The global estimate for the HIV cascade of care according to the World Health Organization [118]

Full size image

While there is evidence that HIV greatly impacts the transgender community, the cascade of care for the transgender community is not clearly understood on a global level. The reason for this gap in knowledge is possibly due to lack of a systematic method to record and share information on gender identity in most health systems. For example, often times, transwomen are grouped together with MSM making it even more difficult to interpret the disaggregated data [119]. Thus, the care continuum among the transgender community may be underreported. To date, there have been small region-specific studies analyzing the HIV care continuum among transgender communities in Rio de Janeiro, Brazil and San Francisco, United States of America.

Jalil et al. studied a sample of 345 transwomen living in Rio de Janeiro, Brazil from 2015 to 2016. Of the 345 transwomen, 141 had HIV (40.9%), with 77.5% of HIV-infected individuals aware of their diagnosis. Approximately 62.2% of individuals were on antiretroviral therapy (ART), with only 35.4% achieving viral suppression (Fig. 13.3) [119]. A second study was conducted among 314 transwomen living in San Francisco in 2010, with a HIV prevalence of 39%. Of those who were HIV positive, 77% were linked to care, yet only 65% were on ART, of which 44% achieved viral suppression [45].

Fig. 13.3
figure 3

The HIV cascade of care among transwomen in Rio de Janeiro, Brazil, as adopted from Jalil et al. [119]

Full size image

These studies, although scant, help fill in some of the gaps in understanding the true global cascade of care among the transgender community. These findings show evidence that there is a high prevalence of HIV in the transgender community, with modest use of ART, and lower than desired rates of virologic suppression. These findings emphasize the need to implement policies aimed at improving access to testing, linkage to care, and providing services to ensure retention in care among the transgender population [45, 118,119,120]. More studies are needed both globally and in the United States to shed light on the epidemiologic characteristics of HIV infection in transgender people.

Choice of Antiretroviral Therapy in Transgender Persons

Goals of Therapy

The goals of antiretroviral therapy (ART) have evolved over the course of the past three decades. In 1987, the United States Food and Drug Administration (FDA) approved the first antiretroviral drug, zidovudine (AZT), a nucleoside reverse-transcriptase inhibitor (NRTI). The use of one medication, however, was not effective at maintaining viral suppression and led to resistance [121]. Over the years that followed, more medications were approved by the FDA, with the introduction of protease inhibitors (PIs) in 1995. By 1997, effective combination therapy to achieve sustained virologic suppression with NRTIs and PIs became the standard of care [122,123,124]. To date, there are now over 30 drugs approved for use in HIV treatment [125].

Over the decades since the availability of effective antiretroviral therapies, the pendulum has moved frequently on the appropriate timing for the initiation of therapy. Previously, CD4-guided treatment was the standard of care for the initiation of therapy, based on CD4 counts of 200 or 350 [126, 127]. Currently, the most updated recommendation is treatment for all HIV-infected individuals, regardless of CD4 count. This recommendation is based on two major studies, the Strategic Timing of Antiretroviral Therapy (START) as well as the Strategies for Management of Antiretroviral Therapy (SMART). In the START trial, a multicontinental study, 4685 HIV positive adults with a CD4 count >500 were randomized to start therapy immediately or to defer until CD4 count <350. The primary endpoints were AIDS-related events, non-AIDS-related events, or death from any cause. The primary endpoints occurred in 42 individuals in the immediate imitations group, in contrast to 96 patients in the deferred-initiation group, with a hazard ratio of 0.43. The conclusion of this study was that the initiation of ART regardless of CD4 count provided a net benefit as compared to deferring treatment to a certain CD4 count [128].

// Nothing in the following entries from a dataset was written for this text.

PR #1762, opened 2016-09-20
Remove ellipsis from theme

### LINKED ISSUE #1744: Eliminate ... in themes()
Instead using multiple argument names, and documenting them with `@param`

thomasp85:
Fixes #1744

### DIFF
--- a/NEWS.md
+++ b/NEWS.md
@@ -53,6 +53,8 @@
 * Themes are more homogeneous visually, and match `theme_grey` better.
   (@jiho, #1679)
 
+* The `theme()` constructor now has named arguments rather than ellipsis.
+
 * `position_stack()` and `position_fill()` now sorts the stacking order so it 
   matches the order of the grouping. Use level reordering to alter the stacking 
   order. The default legend and stacking order is now also in line. The default 
--- a/NEWS.md
+++ b/NEWS.md
@@ -56,7 +56,8 @@
 * Themes are more homogeneous visually, and match `theme_grey` better.
   (@jiho, #1679)
 
-* The `theme()` constructor now has named arguments rather than ellipsis.
+* The `theme()` constructor now has named arguments rather than ellipsis. This 
+  should make autocomplete substantially more useful.
 
 * `position_stack()` and `position_fill()` now sorts the stacking order so it 
   matches the order of the grouping. Use level reordering to alter the stacking 
--- a/R/theme.r
+++ b/R/theme.r
@@ -384,7 +384,7 @@ theme <- function(line, rect, text, title, aspect.ratio, axis.title,
                   plot.caption, plot.margin, strip.background, strip.text,
                   strip.text.x, strip.text.y, strip.switch.pad.grid,
                   strip.switch.pad.wrap, ..., complete = FALSE, validate = TRUE) {
-  elements <- as.list(environment())
+  elements <- c(as.list(environment()), list(...))
   elements$complete <- NULL
   elements$validate <- NULL
   elements <- elements[lapply(elements, class) != "name"]
--- a/R/theme.r
+++ b/R/theme.r
@@ -387,7 +387,7 @@ theme <- function(line, rect, text, title, aspect.ratio, axis.title,
                   plot.caption, plot.margin, strip.background, strip.text,
                   strip.text.x, strip.text.y, strip.switch.pad.grid,
                   strip.switch.pad.wrap, ..., complete = FALSE, validate = TRUE) {
-  elements <- find_args(..., .ignore = c("complete", "validate"))
+  elements <- find_args(..., complete = NULL, validate = NULL)
 
   if (!is.null(elements$axis.ticks.margin)) {
     warning("`axis.ticks.margin` is deprecated. Please set `margin` property ",
--- a/R/theme.r
+++ b/R/theme.r
@@ -385,10 +385,7 @@ theme <- function(line, rect, text, title, aspect.ratio, axis.title,
                   plot.caption, plot.margin, strip.background, strip.text,
                   strip.text.x, strip.text.y, strip.switch.pad.grid,
                   strip.switch.pad.wrap, ..., complete = FALSE, validate = TRUE) {
-  elements <- c(as.list(environment()), list(...))
-  elements$complete <- NULL
-  elements$validate <- NULL
-  elements <- elements[!vapply(elements, is.name, logical(1))]
+  elements <- find_args(..., .ignore = c("complete", "validate"))
 
   if (!is.null(elements$axis.ticks.margin)) {
     warning("`axis.ticks.margin` is deprecated. Please set `margin` property ",
--- a/R/theme.r
+++ b/R/theme.r
@@ -80,166 +80,145 @@ print.theme <- function(x, ...) utils::str(x)
 #' To see a graphical representation of the inheritance tree, see the
 #' last example below.
 #'
-#' @section Theme elements:
-#' The individual theme elements are:
+#' @param line all line elements (\code{element_line})
+#' @param rect all rectangular elements (\code{element_rect})
+#' @param text all text elements (\code{element_text})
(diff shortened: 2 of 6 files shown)


R/theme.r
```diff
@@ -385,8 +364,30 @@ print.theme <- function(x, ...) utils::str(x)
...
+                  panel.grid.major, panel.grid.minor, panel.grid.major.x,
+                  panel.grid.major.y, panel.grid.minor.x, panel.grid.minor.y,
+                  panel.ontop, plot.background, plot.title, plot.subtitle,
+                  plot.caption, plot.margin, strip.background, strip.text,
+                  strip.text.x, strip.text.y, strip.switch.pad.grid,
+                  strip.switch.pad.wrap, ..., complete = FALSE, validate = TRUE) {
+  elements <- as.list(environment())
+  elements$complete <- NULL
+  elements$validate <- NULL
+  elements <- elements[lapply(elements, class) != "name"]
```
thomasp85: I would love some feedback on whether this is the best way to capture all non-missing arguments as evaluated values...?

R/theme.r
```diff
@@ -80,166 +80,145 @@ print.theme <- function(x, ...) utils::str(x)
...
-#' @param ... a list of element name, element pairings that modify the
-#'   existing theme.
-#' @param complete set this to TRUE if this is a complete theme, such as
-#'   the one returned \code{by theme_grey()}. Complete themes behave
-#'   differently when added to a ggplot object.
+#' @param line all line elements (\code{element_line})
+#' @param rect all rectangular elements (\code{element_rect})
+#' @param text all text elements (\code{element_text})
+#' @param title all title elements: plot, axes, legends (\code{element_text};
+#' inherits from \code{text})
```
hadley: Can you please indent the second and subsequent lines?

R/theme.r
```diff
@@ -385,8 +364,30 @@ print.theme <- function(x, ...) utils::str(x)
...
+                  panel.grid.major, panel.grid.minor, panel.grid.major.x,
+                  panel.grid.major.y, panel.grid.minor.x, panel.grid.minor.y,
+                  panel.ontop, plot.background, plot.title, plot.subtitle,
+                  plot.caption, plot.margin, strip.background, strip.text,
+                  strip.text.x, strip.text.y, strip.switch.pad.grid,
+                  strip.switch.pad.wrap, ..., complete = FALSE, validate = TRUE) {
+  elements <- c(as.list(environment()), list(...))
+  elements$complete <- NULL
+  elements$validate <- NULL
+  elements <- elements[lapply(elements, class) != "name"]
```
hadley: Why is this necessary? Regardless, it would be cleaner to use `vapply()` + `is.name()`

R/theme.r
```diff
@@ -385,8 +364,30 @@ print.theme <- function(x, ...) utils::str(x)
...
+                  legend.box.margin, legend.box.background, legend.box.spacing,
+                  panel.background, panel.border, panel.spacing,
+                  panel.spacing.x, panel.spacing.y, panel.grid,
+                  panel.grid.major, panel.grid.minor, panel.grid.major.x,
+                  panel.grid.major.y, panel.grid.minor.x, panel.grid.minor.y,
+                  panel.ontop, plot.background, plot.title, plot.subtitle,
+                  plot.caption, plot.margin, strip.background, strip.text,
+                  strip.text.x, strip.text.y, strip.switch.pad.grid,
+                  strip.switch.pad.wrap, ..., complete = FALSE, validate = TRUE) {
+  elements <- c(as.list(environment()), list(...))
```
hadley: Hmmmm, I don't like this but I don't see a better way except creating the massive named list by hand (which seems likely to be error prone).

R/theme.r
thomasp85: If we don't remove `name` elements the theme validation will complain

hadley: But why? Where do those name elements come from?

thomasp85: these are missing arguments - they exist in the environment and is added to the list as name objects

hadley:
@wch I have vague memory you thought about this problem (capturing all arguments) a bit

R/theme.r
```diff
@@ -385,8 +365,30 @@ print.theme <- function(x, ...) utils::str(x)
...
+  elements$complete <- NULL
+  elements$validate <- NULL
+  elements <- elements[!vapply(elements, is.name, logical(1))]
```
hadley: The absolutely correct check is:

```R
elements <- elements[!vapply(elements, identical, quote(expr = ), FUN.VALUE = logical(1))]
```

R/theme.r
hadley: I would really prefer if this was extracted into a separate function and gained a couple of safe guards:

```R
find_args <- function(...) {
  env <- parent.frame()
  args <- names(formals(sys.function(sys.parent(1))))
  
  vals <- c(as.list(env)[args], list(...))
  vals <- vals[!vapply(vals, identical, quote(expr = ), FUN.VALUE = logical(1))]
  vals
}

f <- function(a = 1, b = 2, c = 3, d, e, abcdefasdfgasdfasdfasd) {
   find_args()
}
f(10, abc = 10)
```

hadley: This is slightly more elegant:

```R
find_args <- function(...) {
  env <- parent.frame()
  args <- names(formals(sys.function(sys.parent(1))))
  
  vals <- mget(args, envir = env)
  vals <- vals[!vapply(vals, identical, quote(expr = ), FUN.VALUE = logical(1))]
  
  c(vals, list(...))
}
```

hadley:
```R
is_missing_arg <- function(x) identical(x. quote(expr = )))
```

hadley: And even better:

```R
find_args <- function(...) {
  env <- parent.frame()
  args <- names(formals(sys.function(sys.parent(1))))

  vals <- mget(args, envir = env)
  vals <- vals[!vapply(vals, identical, quote(expr = ), FUN.VALUE = logical(1))]

  modifyList(vals, list(...))
}
```

R/utilities.r
```diff
@@ -281,6 +281,22 @@ dispatch_args <- function(f, ...) {
   f
 }
 
+is_missing_arg <- function(x) identical(x, quote(expr = ))
+# Get all arguments in a function as a list. Will fail if an ellipsis argument
+# named .ignore
+# @param ... passed on in case enclosing function uses ellipsis in argument list
+# @param .ignore remove these arguments from the list
+find_args <- function(..., .ignore = NULL) {
```
hadley: Why not drop `.ignore` and just use (e.g.) `complete = NULL, validate = NULL)`

NEWS.md
```diff
@@ -56,6 +56,8 @@
 * Themes are more homogeneous visually, and match `theme_grey` better.
   (@jiho, #1679)
 
+* The `theme()` constructor now has named arguments rather than ellipsis.
```
hadley: "This should make autocomplete substantially more useful"

R/utilities.r
thomasp85: Because `validate_theme` will throw an error if they are included in the list

hadley:
```R
find_args(..., complete = NULL, validate = NULL)
```

hadley: Then `modifyList` will remove them

thomasp85: Ah - didn't think of that

R/utilities.r
```diff
@@ -281,6 +281,21 @@ dispatch_args <- function(f, ...) {
   f
 }
 
+is_missing_arg <- function(x) identical(x, quote(expr = ))
+# Get all arguments in a function as a list. Will fail if an ellipsis argument
+# named .ignore
+# @param ... passed on in case enclosing function uses ellipsis in argument list
+# @param .ignore remove these arguments from the list
```
hadley: This needs to be removed now, other LGTM

PR #1737, opened 2016-08-30
Scale gradient doc fix

DarwinAwardWinner:
The documentation now mentions "continuous_scale" instead of "discrete_scale".

Fixes #1736.

PR #1763, opened 2016-09-20
Remove ellipsis from scale constructors

### LINKED ISSUE #1750: Eliminate use of ... in scale constructors
Encompasses #1735, #1737 etc.

thomasp85:
Fixes #1750, #1735, and #1737

### DIFF
--- a/R/scale-alpha.r
+++ b/R/scale-alpha.r
@@ -22,9 +22,9 @@ scale_alpha <- function(name = waiver(), range = c(0.1, 1), breaks = waiver(),
                         limits = NULL, oob = censor, expand = waiver(),
                         na.value = NA_real_, trans = "identity",
                         guide = "legend") {
-  args <- as.list(environment)
+  args <- as.list(environment())
   args$aesthetics <- "alpha"
-  args$name <- "alpha_c"
+  args$scale_name <- "alpha_c"
   args$palette <- rescale_pal(range)
   args$range <- NULL
   do.call(continuous_scale, args)
@@ -41,9 +41,9 @@ scale_alpha_discrete <- function(name = waiver(), range = c(0.1, 1),
                                  breaks = waiver(), labels = waiver(),
                                  limits = NULL, expand = waiver(),
                                  na.value = NA, drop = TRUE, guide = "legend") {
-  args <- as.list(environment)
+  args <- as.list(environment())
   args$aesthetics <- "alpha"
-  args$name <- "alpha_d"
+  args$scale_name <- "alpha_d"
   args$palette <- function(n) seq(range[1], range[2], length.out = n)
   args$range <- NULL
   do.call(discrete_scale, args)
--- a/R/scale-alpha.r
+++ b/R/scale-alpha.r
@@ -3,9 +3,7 @@
 #' \code{scale_alpha} is an alias for \code{scale_alpha_continuous} since
 #' that is the most common use of alpha, and it saves a bit of typing.
 #'
-#' @param ... Other arguments passed on to \code{\link{continuous_scale}}
-#'   or \code{\link{discrete_scale}} as appropriate, to control name, limits,
-#'   breaks, labels and so forth.
+#' @inheritParams continuous_scale
 #' @param range range of output alpha values.  Should lie between 0 and 1.
 #' @export
 #' @examples
@@ -19,8 +17,17 @@
 #' (p <- ggplot(mtcars, aes(mpg, cyl)) +
 #'   geom_point(aes(alpha = factor(cyl))))
 #' p + scale_alpha_discrete(range = c(0.4, 0.8))
-scale_alpha <- function(..., range = c(0.1, 1)) {
-  continuous_scale("alpha", "alpha_c", rescale_pal(range), ...)
+scale_alpha <- function(name = waiver(), range = c(0.1, 1), breaks = waiver(),
+                        minor_breaks = waiver(), labels = waiver(),
+                        limits = NULL, oob = censor, expand = waiver(),
+                        na.value = NA_real_, trans = "identity",
+                        guide = "legend") {
+  args <- as.list(environment)
+  args$aesthetics <- "alpha"
+  args$name <- "alpha_c"
+  args$palette <- rescale_pal(range)
+  args$range <- NULL
+  do.call(continuous_scale, args)
 }
 
 #' @rdname scale_alpha
@@ -28,8 +35,16 @@ scale_alpha <- function(..., range = c(0.1, 1)) {
 scale_alpha_continuous <- scale_alpha
 
 #' @rdname scale_alpha
+#' @inheritParams discrete_scale
 #' @export
-scale_alpha_discrete <- function(..., range = c(0.1, 1)) {
-  discrete_scale("alpha", "alpha_d",
-    function(n) seq(range[1], range[2], length.out = n), ...)
+scale_alpha_discrete <- function(name = waiver(), range = c(0.1, 1),
+                                 breaks = waiver(), labels = waiver(),
+                                 limits = NULL, expand = waiver(),
+                                 na.value = NA, drop = TRUE, guide = "legend") {
+  args <- as.list(environment)
+  args$aesthetics <- "alpha"
+  args$name <- "alpha_d"
+  args$palette <- function(n) seq(range[1], range[2], length.out = n)
+  args$range <- NULL
+  do.call(discrete_scale, args)
 }
--- a/man/scale_alpha.Rd
+++ b/man/scale_alpha.Rd
@@ -6,18 +6,83 @@
 \alias{scale_alpha_discrete}
 \title{Alpha scales.}
 \usage{
-scale_alpha(..., range = c(0.1, 1))
+scale_alpha(name = waiver(), range = c(0.1, 1), breaks = waiver(),
+  minor_breaks = waiver(), labels = waiver(), limits = NULL,
+  oob = censor, expand = waiver(), na.value = NA_real_,
+  trans = "identity", guide = "legend")
 
-scale_alpha_continuous(..., range = c(0.1, 1))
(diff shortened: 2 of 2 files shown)


thomasp85:
@haldey - I just changed it for scale_alpha for the time being. Can you have a look and see if this approach looks good to you...

hadley:
I really don't like this approach, but I don't think there's any way to do better, so I think I'd rather fix this in roxygen2, by providing someway to specify that the docs for ... should come from `continuous_scale` (i.e. https://github.com/klutometis/roxygen/issues/512).

That won't help with autocomplete though.  Maybe @kevinushey will have some ideas.

thomasp85:
Which part is it you don't like? The forwarding of arguments or the doccumentation?

hadley:
The forwarding of the arguments.

thomasp85:
I can do it manually as is done for `scale_*_position` - just tried to be smart

kevinushey:
RStudio does not yet have the smart control-flow analysis needed to detect how `...` arguments are delegated.

However, it's possible we could also look at the function documentation for available arguments, e.g. by parsing the `.Rd` help and reading the parameter names in there. We could then use that to provide smart autocompletion in the presence of `...` arguments.

R/scale-alpha.r
```diff
@@ -19,17 +17,34 @@
 #' (p <- ggplot(mtcars, aes(mpg, cyl)) +
 #'   geom_point(aes(alpha = factor(cyl))))
 #' p + scale_alpha_discrete(range = c(0.4, 0.8))
-scale_alpha <- function(..., range = c(0.1, 1)) {
-  continuous_scale("alpha", "alpha_c", rescale_pal(range), ...)
+scale_alpha <- function(name = waiver(), range = c(0.1, 1), breaks = waiver(),
```
hadley: What if we wrote `forward_to` so that this would work:

```R
scale_alpha <- forward_to(continuous_scale, 
  aesthetics = "alpha",
  scale_name = "alpha_c",
  palette = rescale_pal()
)
```

hadley: One downside is that this would require `continuous_scale` to be defined before `scale_alpha` in order to inspect the arguments.

hadley: Or what about:

```R
forward_to(contiunous_scale,
  aesthetics = "alpha",
  scale_name = "alpha_c",
  palette = rescale_pal(range),
  range = NULL
)
```

hadley:
```R
forward_to <- function(fun, ...) {
  call <- c(quote(fun), find_args(...))
  eval(call)
}
```

thomasp85:
I've made this piece of magical code that I would like you to consider (it depends on the `find_args()` function from #1762)

```r
forward_to <- function(.fun, ..., .mask, .prepare) {
  args <- as.list(match.call())[-1]
  args <- args[!names(args) %in% c(".fun", ".mask", ".prepare")]
  frml <- formals(.fun)
  .prepare <- substitute(.prepare)
  .fun <- substitute(.fun)
  new_frml <- modifyList(frml[!names(frml) %in% .mask], args)
  new_fun <- function() {
    args <- find_args()
    prepared <- new.env()
    eval(.prepare, envir = prepared)
    args <- modifyList(args, as.list(prepared))
    args <- args[names(args) %in% names(frml)]
    call <- as.call(c(.fun, args))
    eval(call)
  }
  formals(new_fun) <- new_frml
  new_fun
}
```

with it you can do:

```r
scale_alpha <- forward_to(continuous_scale, 
  range = c(0.1, 1), 
  .mask = c("palette", "super", "position", "rescaler", "aesthetics", "scale_name"),
  .prepare = {
    aesthetics <- "alpha"
    scale_name <- "alpha_c"
    palette <- rescale_pal(range)
  }
)
```

It's a bit verbose but it allow you to set new arguments with defaults, define which arguments in the destination function should be inaccessible and give freedom to manipulate and create variables prior to calling the destination function (any variable in `.prepare` that match the name of a formal in the destination function is passed along)

jimhester:
Wouldn't the following be a simpler implementation and produce more readable function bodies, maybe I am missing a subtlety though...

``` r
forward_to <- function(f, ..., .ignore = character(), .code = NULL) {
  fmls <- modifyList(formals(f), list(...))
  fmls <- fmls[!names(fmls) %in% .ignore]
  called_fmls <- stats::setNames(lapply(names(fmls), as.symbol), names(fmls))
  call <- as.call(c(substitute(f), called_fmls))

  formals(f) <- fmls
  body(f) <- bquote({
    .(code)
    .(call)},
    as.environment(list(call = call, code = substitute(.code))))
  f
}

forward_to(continuous_scale, range = c(0.1, 1),
  .ignore = c("palette", "super", "position", "rescaler", "aesthetics", "scale_name"),
  .code = {
    aesthetics <- "alpha"
    scale_name <- "alpha_c"
    pallette <- rescale_pal(range)
  })
#> function (name = waiver(), breaks = waiver(), minor_breaks = waiver(), 
#>     labels = waiver(), limits = NULL, oob = censor, expand = waiver(), 
#>     na.value = NA_real_, trans = "identity", guide = "legend", 
#>     range = c(0.1, 1)) 
#> {
#>     {
#>         aesthetics <- "alpha"
#>         scale_name <- "alpha_c"
#>         pallette <- rescale_pal(range)
#>     }
#>     continuous_scale(name = name, breaks = breaks, minor_breaks = minor_breaks, 
#>         labels = labels, limits = limits, oob = oob, expand = expand, 
#>         na.value = na.value, trans = trans, guide = guide, range = range)
#> }
#> <environment: namespace:ggplot2>
```

thomasp85:
I'm so new to meta-programming and was so proud until you came along @jimhester :-)

But one thing your function is missing is to take matching variables from `.code`/`.prepare` and add them to the call to `f`/`.fun`

jimhester:
Oh that is because you had them in ignore in your example, the following is what you are looking for right?

``` r
forward_to <- function(f, ..., .ignore = character(), .code = NULL) {
  fmls <- modifyList(formals(f), list(...))
  fmls <- fmls[!names(fmls) %in% .ignore]
  called_fmls <- stats::setNames(lapply(names(fmls), as.symbol), names(fmls))
  call <- as.call(c(substitute(f), called_fmls))

  formals(f) <- fmls
  body(f) <- bquote({
    .(code)
    .(call)},
    as.environment(list(call = call, code = substitute(.code))))
  f
}

forward_to(continuous_scale, range = c(0.1, 1),
  .ignore = c("super", "position", "rescaler"),
  .code = {
    aesthetics <- "alpha"
    scale_name <- "alpha_c"
    pallette <- rescale_pal(range)
  })
#> function (aesthetics, scale_name, palette, name = waiver(), breaks = waiver(), 
#>     minor_breaks = waiver(), labels = waiver(), limits = NULL, 
#>     oob = censor, expand = waiver(), na.value = NA_real_, trans = "identity", 
#>     guide = "legend", range = c(0.1, 1)) 
#> {
#>     {
#>         aesthetics <- "alpha"
#>         scale_name <- "alpha_c"
#>         pallette <- rescale_pal(range)
#>     }
#>     continuous_scale(aesthetics = aesthetics, scale_name = scale_name, 
#>         palette = palette, name = name, breaks = breaks, minor_breaks = minor_breaks, 
#>         labels = labels, limits = limits, oob = oob, expand = expand, 
#>         na.value = na.value, trans = trans, guide = guide, range = range)
#> }
#> <environment: namespace:ggplot2>
```

jimhester:
@thomasp85 I updated the functions a bit, let me know how that looks.

thomasp85:
Except `.code` could give rise to variables not matching any arguments so they need to be matched to the formals of the function and potentially override those given in `call`

I'm on a phone so I'm reluctant to try atm but I can probably modify your version to give me what I want

jimhester:
I don't think it matters what is in `.code` assuming you use the same names, an example of the case you are worried about would help.

thomasp85:
I'll try to break it tomorrow😉

thomasp85:
Ah, now I see what it's doing. Yeah it should work, at the expense of both defining `.dont_forward` and `.dont_call`

And I do agree that the resulting function is more comprehensible...

@hadley should I proceed down this road?

hadley:
Neither of those approaches seem particularly clear to me — I'd like something that does a better job of illuminating the relationship between the two functions. Let me think about it for a bit.

thomasp85:
Wouldn't some detailed documentation and comments help?

I think you'll have a hard time finding an approach that both eleminate ellipsis, gracefully handles new arguments to `continuous_scale`/`discrete_scale`, supports new arguments and calculations prior to calling the function forwarded to, and being cognitively simple...

hadley:
It's not the implementation of the `forwards_to` function that I'm particularly concerned about, but the code that you write with it.

thomasp85:
So it's the nature of the generated function? The last of Jims iterations almost mirrors the current source code except for the fenced block

thomasp85:
Oh you mean the verbosity of the call to `forward_to`?

hadley:
Yeah, I don't find the call to `forward_to` particularly illuminating.

thomasp85:
I'll try to ponder on a better syntax

thomasp85:
What about a syntax such as this:

```r
forward(
  args = list(range = c(0.1, 1)),
  code = {
    aesthetics <- "alpha"
    scale_name <- "alpha_c"
    pallette <- rescale_pal(range)
  },
  to = continuous_scale,
  redefine = c("palette", "aesthetics", "scale_name"),
  use.defaults = c("super", "position", "rescaler")
)
```

I think you can almost read that aloud and make sense of it... 

> forward these arguments and this code to this function, redefining these arguments and using defaults for these...

jimhester:
@thomasp85 I like that syntax, I would prefer it be `use_defaults`, but using a period is needed to fit with the rest of ggplot2 style I suppose :(

hadley:
I think this is better, but not good enough to be worth finishing off for this release.

PR #1765, opened 2016-09-20
Rename value to count in stat_binhex

### LINKED ISSUE #1747: geom_hex no longer recognizes ..count..
Strongly related to #1608.

This used to work:

```
DF <- data.frame(x=rnorm(1000), y=rnorm(1000))
ggplot(DF) + geom_hex(aes(x=x, y=y, alpha=..count..))
```
But now returns the error: `object 'count' not found`. #1608 reported the same behavior for `..density..` but this has been resolved since. There is a perfectly viable workaround using `..value..` instead, but `..count..` seems more consistent with other stats and geoms, and old code may no longer work.

Also see on [SO](https://stackoverflow.com/questions/39446852/geom-hexbin-map-bincount-to-alpha/).

thomasp85:
Fixes #1747

### DIFF
--- a/NEWS.md
+++ b/NEWS.md
@@ -134,6 +134,8 @@
 
 * Fixed problem with `geom_dotplot()` when facetting and binning on the
   y-axis. (#1618, @has2k1)
+  
+* stat_binhex now again returns `count` rather than `value` (#1747)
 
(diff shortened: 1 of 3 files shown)


hadley:
Oh duh it was easy

hadley:
LGTM

PR #1769, opened 2016-09-21
Add finish_statistics and finish_layer as hook in layer and stat

### LINKED ISSUE #1493: Hook in Stat to modify data after scales has been applied
For some of the geoms/stats I'm developing I'm missing a way to intercept data after scales has been applied but before they are passed to `draw_layer`. Kind of like `Geom$setup_data` but attached to `Stat` and called after

```r
if (npscales$n() > 0) {
    lapply(data, scales_train_df, scales = npscales)
    data <- lapply(data, scales_map_df, scales = npscales)
}
```

in `ggplot_build`

If you're willing to have this hook in ggplot2 I'll se to it that it gets implemented...

thomasp85:
Fixes #1493


thomasp85:
@hadley can you look at the proposed implementation? I'll wait with documenting it until we agree on how it should be done

hadley:
LGTM

thomasp85:
Are you OK with the added docs?

hadley:
👍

Antiretroviral therapy has revolutionized the care of all HIV-infected individuals, with the main goal of suppressing HIV RNA to undetectable levels in order to enhance the immune function of infected individuals and prevent the clinical progression of HIV disease [129]. By suppressing viral load and increasing CD4 count, ART decreases the morbidity and mortality associated with HIV, as well as decreases the risk of transmission of HIV [130]. In addition to reducing opportunistic infections, the SMART trial proved that ART decreases the incidence of death secondary to HIV-related comorbid conditions [131]. In the SMART trial, 5472 participants were randomly assigned to receive ART regardless of CD4 count or to defer therapy until CD4 count was <250. This study concluded that immediate ART decreased the risk of opportunistic disease, and death from any cause including cardiovascular, renal, and hepatic disease. Further studies have also shown that the introduction of ART has also reduced the incidence of infection-related cancers, such as Kaposi sarcoma and lymphoma [128, 132]. There have also been studies that have shown that ART decreases the risk of non-AIDS defining malignancies, such as liver, breast, colorectal, and lung cancer [133].

Multiple clinical studies have made evident these life-sustaining goals of ART. Walensky et al. examined how treatment has influenced survival benefits. Through the use of national surveillance data, efficacy data, and probability models, it was concluded that as of 2006 ART has saved at least 3 million years of life in the United States [134]. In 2010, the HIV Cohorts Analyzed Using Structural Approaches to Longitudinal data (HIV-CASUAL) Collaboration Study included 62,760 HIV-infected individuals from five European countries [135]. During the follow-up period of 3 years, there were approximately 2039 deaths. When comparing individuals on therapy to those who were not, it was demonstrated that ART halved the mortality rate of HIV positive patients [135].

Based on these landmark studies, ART is recommended for all individuals living with HIV, regardless of gender identity, sexual orientation, age, and race. These life-sustaining goals are universal and apply to transgender persons as well.

Treatment as Prevention

In addition to improving the health of infected individuals, another major benefit of ART is that it plays a major role in the prevention of HIV transmission. The lower the concentration of the HIV virus in an individual’s blood and genital secretions, the decreased is the likelihood of transmission to others, including sexual partners, intravenous (IV) drug users sharing needles, and mother to child transmission during pregnancy and breastfeeding [136].

The results from the 2011 HIV Prevention Trials Network (HPTN052) confirmed the notion that treatment can be used to prevent transmission of HIV. This study was conducted in nine countries and included 1763 discordant couples, in which one partner was HIV positive and the other partner was seronegative. A large majority of the individuals in the study were heterosexual, with CD4 counts ranging from 350 to 550. The partners who were HIV positive were randomly assigned to receive ART immediately or to wait until the CD4 count declined to 250. The final analysis revealed 39 cases of HIV transmission, with 28 cases being linked to the infected partner, with only one occurring in the early-therapy group. This study provided evidence that early initiation of ART reduced the risk of transmission to seronegative partner by 96% [137]. This landmark study promoted the universal importance of treatment as a means of prevention.

There have, however, been very limited studies that have analyzed the effect of treatment as a means of HIV prevention in the transgender community. Historically, it has been difficult to engage the transgender community in clinical trials and research, due to barriers we have previously described [138]. More studies are needed in order to better target transgender-specific interventions in the goal of treatment as prevention.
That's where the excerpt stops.